**ENTRIES SUPPLIED:**

- Opening Delimiter -

PR #320, opened 2026-07-02
fix(tests): freeze the clock in the coedit legacy-timestamp due test

nmgarza5:
## Description

Bug: `test_legacy_space_separated_created_at_normalized_not_overdue` fails for every PR during the first hour of the UTC day. The space-vs-`T` lexicographic comparison it relies on only decides when the overdue cutoff shares the row's date prefix; between 00:00 and 01:00 UTC, `now − interval` lands on the previous date, the day digit wins the comparison first, and the seeded bug can't reproduce.

Fix: freeze `coedit._now` at a fixed mid-day instant. Every stamp and cutoff derives from that one clock, so the assertion is carried by the intended overdue arm at any wall time. Verified green at 00:22 UTC, inside the window that previously failed.

## Additional Options

### DIFF
--- a/backend/tests/test_coedit_repo.py
+++ b/backend/tests/test_coedit_repo.py
@@ -185,10 +185,18 @@ def test_due_includes_overdue_active_session(users):
     assert s.id in _due_ids(idle_seconds=3600, max_interval_seconds=0)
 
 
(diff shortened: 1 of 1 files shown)


nmgarza5:
Superseded by #322, same fix.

- Closing Delimiter -

**TO DO:**
Retype exactly the line with "(diff shortened: 1 of 1 files shown)" and each line after it until the records end, and include no other line.

**RESPONSE TO THIS EXERCISE:**
(diff shortened: 1 of 1 files shown)


nmgarza5:
Superseded by #322, same fix.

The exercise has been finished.